Excerpts from a dataset
========================================================================

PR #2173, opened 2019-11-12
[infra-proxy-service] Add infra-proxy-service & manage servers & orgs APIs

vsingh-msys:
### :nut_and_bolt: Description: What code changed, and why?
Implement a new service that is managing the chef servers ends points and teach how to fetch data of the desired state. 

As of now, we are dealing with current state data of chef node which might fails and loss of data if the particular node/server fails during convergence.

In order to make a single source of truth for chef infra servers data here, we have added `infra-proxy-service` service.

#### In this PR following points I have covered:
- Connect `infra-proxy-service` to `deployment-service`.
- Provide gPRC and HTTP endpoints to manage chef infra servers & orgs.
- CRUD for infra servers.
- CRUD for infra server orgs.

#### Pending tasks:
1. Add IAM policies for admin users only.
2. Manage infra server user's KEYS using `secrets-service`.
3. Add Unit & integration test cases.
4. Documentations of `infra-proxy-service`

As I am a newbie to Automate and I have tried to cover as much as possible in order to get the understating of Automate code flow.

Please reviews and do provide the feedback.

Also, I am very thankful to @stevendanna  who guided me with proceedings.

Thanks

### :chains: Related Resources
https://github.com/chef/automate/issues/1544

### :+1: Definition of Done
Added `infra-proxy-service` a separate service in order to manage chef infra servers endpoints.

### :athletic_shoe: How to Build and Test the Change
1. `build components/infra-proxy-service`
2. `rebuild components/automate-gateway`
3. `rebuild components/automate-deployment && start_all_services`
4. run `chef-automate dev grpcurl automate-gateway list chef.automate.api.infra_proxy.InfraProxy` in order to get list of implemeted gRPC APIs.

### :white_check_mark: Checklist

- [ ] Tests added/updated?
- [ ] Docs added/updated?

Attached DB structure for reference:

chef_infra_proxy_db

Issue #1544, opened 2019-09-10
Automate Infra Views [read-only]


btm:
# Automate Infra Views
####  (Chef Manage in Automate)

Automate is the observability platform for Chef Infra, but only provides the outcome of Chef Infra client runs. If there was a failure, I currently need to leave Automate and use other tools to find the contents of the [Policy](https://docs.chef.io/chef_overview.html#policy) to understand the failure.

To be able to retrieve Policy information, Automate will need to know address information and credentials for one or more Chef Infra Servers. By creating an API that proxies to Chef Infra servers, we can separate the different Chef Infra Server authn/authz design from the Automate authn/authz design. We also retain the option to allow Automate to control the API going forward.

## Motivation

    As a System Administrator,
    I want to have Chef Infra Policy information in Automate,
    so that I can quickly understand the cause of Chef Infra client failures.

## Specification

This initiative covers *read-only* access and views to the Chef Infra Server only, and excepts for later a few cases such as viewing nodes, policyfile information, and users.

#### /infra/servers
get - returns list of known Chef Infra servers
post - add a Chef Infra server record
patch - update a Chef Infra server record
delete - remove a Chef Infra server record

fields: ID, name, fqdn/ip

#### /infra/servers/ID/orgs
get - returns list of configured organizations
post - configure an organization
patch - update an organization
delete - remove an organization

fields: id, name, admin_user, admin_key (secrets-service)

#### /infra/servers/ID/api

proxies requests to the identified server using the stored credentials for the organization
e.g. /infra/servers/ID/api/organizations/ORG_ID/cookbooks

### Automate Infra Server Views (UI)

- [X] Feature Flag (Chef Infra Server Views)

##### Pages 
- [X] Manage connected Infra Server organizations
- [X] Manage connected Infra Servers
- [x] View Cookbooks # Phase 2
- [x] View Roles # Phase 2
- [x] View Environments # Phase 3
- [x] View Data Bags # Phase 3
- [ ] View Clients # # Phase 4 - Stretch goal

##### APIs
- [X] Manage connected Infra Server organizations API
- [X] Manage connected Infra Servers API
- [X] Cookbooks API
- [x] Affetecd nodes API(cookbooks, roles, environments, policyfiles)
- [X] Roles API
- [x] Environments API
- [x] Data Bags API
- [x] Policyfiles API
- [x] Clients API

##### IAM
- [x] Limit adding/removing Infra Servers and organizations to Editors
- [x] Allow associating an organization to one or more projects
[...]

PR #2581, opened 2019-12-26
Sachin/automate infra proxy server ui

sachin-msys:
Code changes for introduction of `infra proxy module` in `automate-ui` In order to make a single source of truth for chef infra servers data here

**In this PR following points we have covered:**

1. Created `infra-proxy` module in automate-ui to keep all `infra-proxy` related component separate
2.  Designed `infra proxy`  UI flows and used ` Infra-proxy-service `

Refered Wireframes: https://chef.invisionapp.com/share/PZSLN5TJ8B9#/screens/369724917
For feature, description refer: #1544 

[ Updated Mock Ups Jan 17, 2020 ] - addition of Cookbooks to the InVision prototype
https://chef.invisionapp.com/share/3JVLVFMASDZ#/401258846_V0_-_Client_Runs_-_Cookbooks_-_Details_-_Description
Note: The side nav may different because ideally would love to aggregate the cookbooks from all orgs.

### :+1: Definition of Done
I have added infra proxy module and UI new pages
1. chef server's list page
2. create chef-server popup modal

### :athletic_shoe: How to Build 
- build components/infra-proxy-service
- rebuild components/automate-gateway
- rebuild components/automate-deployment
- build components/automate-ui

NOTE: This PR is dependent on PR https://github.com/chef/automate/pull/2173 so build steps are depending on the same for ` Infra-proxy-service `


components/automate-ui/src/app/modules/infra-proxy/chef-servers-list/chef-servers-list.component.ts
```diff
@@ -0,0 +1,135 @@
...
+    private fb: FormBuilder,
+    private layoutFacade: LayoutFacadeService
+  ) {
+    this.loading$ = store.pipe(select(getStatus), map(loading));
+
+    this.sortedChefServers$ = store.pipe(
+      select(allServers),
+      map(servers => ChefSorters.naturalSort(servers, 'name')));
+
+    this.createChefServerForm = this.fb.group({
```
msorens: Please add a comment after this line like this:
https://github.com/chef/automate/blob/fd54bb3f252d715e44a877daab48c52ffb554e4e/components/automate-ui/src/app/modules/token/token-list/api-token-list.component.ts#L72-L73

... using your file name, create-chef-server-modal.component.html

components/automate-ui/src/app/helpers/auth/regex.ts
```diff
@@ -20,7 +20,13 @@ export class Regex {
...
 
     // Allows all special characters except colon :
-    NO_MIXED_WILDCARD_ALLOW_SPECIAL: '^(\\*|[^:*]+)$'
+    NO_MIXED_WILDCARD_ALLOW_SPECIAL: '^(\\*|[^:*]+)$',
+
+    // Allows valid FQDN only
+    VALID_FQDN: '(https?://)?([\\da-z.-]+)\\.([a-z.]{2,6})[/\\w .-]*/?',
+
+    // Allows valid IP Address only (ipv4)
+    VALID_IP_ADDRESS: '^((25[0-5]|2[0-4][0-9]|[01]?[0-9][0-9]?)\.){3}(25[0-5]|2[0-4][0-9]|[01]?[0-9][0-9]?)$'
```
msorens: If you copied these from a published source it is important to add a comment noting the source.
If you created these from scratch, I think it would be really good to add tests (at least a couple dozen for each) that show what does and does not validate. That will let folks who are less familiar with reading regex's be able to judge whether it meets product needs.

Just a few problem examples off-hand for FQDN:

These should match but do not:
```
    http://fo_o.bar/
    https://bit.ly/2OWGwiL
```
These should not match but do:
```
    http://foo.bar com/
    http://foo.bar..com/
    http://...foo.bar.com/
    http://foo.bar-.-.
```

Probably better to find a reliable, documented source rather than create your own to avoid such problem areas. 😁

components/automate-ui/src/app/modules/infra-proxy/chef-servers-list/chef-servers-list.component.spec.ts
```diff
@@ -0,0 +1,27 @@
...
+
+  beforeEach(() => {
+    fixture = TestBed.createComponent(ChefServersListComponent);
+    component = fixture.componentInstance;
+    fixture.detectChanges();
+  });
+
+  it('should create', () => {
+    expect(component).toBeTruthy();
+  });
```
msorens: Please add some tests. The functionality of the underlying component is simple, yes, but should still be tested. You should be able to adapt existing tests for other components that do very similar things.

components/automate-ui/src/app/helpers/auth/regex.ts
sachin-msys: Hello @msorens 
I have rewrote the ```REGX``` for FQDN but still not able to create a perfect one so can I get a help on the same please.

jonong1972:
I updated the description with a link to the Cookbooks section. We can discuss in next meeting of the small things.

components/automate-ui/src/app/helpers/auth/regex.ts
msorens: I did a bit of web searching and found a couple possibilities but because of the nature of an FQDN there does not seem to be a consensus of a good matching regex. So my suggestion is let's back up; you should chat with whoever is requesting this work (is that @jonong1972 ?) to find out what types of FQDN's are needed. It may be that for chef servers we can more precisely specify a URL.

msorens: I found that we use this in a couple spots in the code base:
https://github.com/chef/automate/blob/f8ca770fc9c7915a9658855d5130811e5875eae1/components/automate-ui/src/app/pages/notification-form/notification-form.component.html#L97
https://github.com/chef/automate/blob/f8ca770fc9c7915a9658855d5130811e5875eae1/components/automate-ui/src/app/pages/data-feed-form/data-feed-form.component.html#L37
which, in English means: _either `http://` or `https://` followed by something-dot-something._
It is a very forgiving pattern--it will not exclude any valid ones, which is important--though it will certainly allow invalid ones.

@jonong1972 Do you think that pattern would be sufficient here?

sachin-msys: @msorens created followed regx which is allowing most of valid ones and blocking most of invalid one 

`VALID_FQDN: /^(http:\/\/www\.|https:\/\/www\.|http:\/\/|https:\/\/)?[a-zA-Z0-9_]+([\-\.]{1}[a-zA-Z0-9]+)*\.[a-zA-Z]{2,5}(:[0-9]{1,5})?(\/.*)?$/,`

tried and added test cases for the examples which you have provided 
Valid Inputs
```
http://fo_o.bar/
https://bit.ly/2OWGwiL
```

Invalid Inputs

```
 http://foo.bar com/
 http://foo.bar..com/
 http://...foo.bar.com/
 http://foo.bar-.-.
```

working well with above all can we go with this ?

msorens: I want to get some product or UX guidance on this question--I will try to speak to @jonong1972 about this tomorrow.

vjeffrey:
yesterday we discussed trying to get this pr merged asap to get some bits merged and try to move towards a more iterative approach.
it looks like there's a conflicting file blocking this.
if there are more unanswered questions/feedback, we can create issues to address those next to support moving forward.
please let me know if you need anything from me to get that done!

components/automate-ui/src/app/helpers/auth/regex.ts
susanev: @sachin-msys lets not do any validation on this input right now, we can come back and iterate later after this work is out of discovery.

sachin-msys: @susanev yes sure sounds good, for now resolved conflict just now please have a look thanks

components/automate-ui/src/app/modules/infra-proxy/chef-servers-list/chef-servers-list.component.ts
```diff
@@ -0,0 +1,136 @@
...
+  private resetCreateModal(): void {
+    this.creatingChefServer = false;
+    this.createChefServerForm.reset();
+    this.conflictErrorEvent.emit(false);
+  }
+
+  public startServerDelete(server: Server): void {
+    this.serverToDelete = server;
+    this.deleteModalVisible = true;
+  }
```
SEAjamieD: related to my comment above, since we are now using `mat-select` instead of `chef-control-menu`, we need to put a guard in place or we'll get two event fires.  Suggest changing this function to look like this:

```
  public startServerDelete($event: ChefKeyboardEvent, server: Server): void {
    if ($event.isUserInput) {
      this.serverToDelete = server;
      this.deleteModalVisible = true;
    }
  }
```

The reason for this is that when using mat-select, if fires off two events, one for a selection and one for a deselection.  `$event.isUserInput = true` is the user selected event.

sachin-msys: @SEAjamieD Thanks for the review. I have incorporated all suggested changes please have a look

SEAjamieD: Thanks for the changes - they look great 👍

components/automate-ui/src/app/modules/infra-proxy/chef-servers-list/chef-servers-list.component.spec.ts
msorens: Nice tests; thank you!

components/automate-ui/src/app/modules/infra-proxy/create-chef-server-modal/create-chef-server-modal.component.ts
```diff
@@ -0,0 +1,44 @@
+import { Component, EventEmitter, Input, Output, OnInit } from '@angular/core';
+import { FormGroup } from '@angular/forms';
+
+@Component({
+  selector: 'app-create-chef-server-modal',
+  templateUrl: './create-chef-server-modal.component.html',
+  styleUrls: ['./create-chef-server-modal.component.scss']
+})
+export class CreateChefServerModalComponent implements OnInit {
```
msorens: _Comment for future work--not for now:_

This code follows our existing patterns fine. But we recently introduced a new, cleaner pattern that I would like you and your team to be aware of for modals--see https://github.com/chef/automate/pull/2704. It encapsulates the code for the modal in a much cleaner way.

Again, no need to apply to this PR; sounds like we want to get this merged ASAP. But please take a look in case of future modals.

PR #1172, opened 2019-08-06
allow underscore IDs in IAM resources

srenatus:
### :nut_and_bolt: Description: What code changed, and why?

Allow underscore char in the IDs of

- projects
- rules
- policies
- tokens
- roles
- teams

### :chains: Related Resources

========================================================================

The task → Taking the entries above, print exactly the lines starting at the line with "so that I can" and ending at the line with "- [x] Affetecd", both included.

Expected answer →
    so that I can quickly understand the cause of Chef Infra client failures.

## Specification

This initiative covers *read-only* access and views to the Chef Infra Server only, and excepts for later a few cases such as viewing nodes, policyfile information, and users.

#### /infra/servers
get - returns list of known Chef Infra servers
post - add a Chef Infra server record
patch - update a Chef Infra server record
delete - remove a Chef Infra server record

fields: ID, name, fqdn/ip

#### /infra/servers/ID/orgs
get - returns list of configured organizations
post - configure an organization
patch - update an organization
delete - remove an organization

fields: id, name, admin_user, admin_key (secrets-service)

#### /infra/servers/ID/api

proxies requests to the identified server using the stored credentials for the organization
e.g. /infra/servers/ID/api/organizations/ORG_ID/cookbooks

### Automate Infra Server Views (UI)

- [X] Feature Flag (Chef Infra Server Views)

##### Pages 
- [X] Manage connected Infra Server organizations
- [X] Manage connected Infra Servers
- [x] View Cookbooks # Phase 2
- [x] View Roles # Phase 2
- [x] View Environments # Phase 3
- [x] View Data Bags # Phase 3
- [ ] View Clients # # Phase 4 - Stretch goal

##### APIs
- [X] Manage connected Infra Server organizations API
- [X] Manage connected Infra Servers API
- [X] Cookbooks API
- [x] Affetecd nodes API(cookbooks, roles, environments, policyfiles)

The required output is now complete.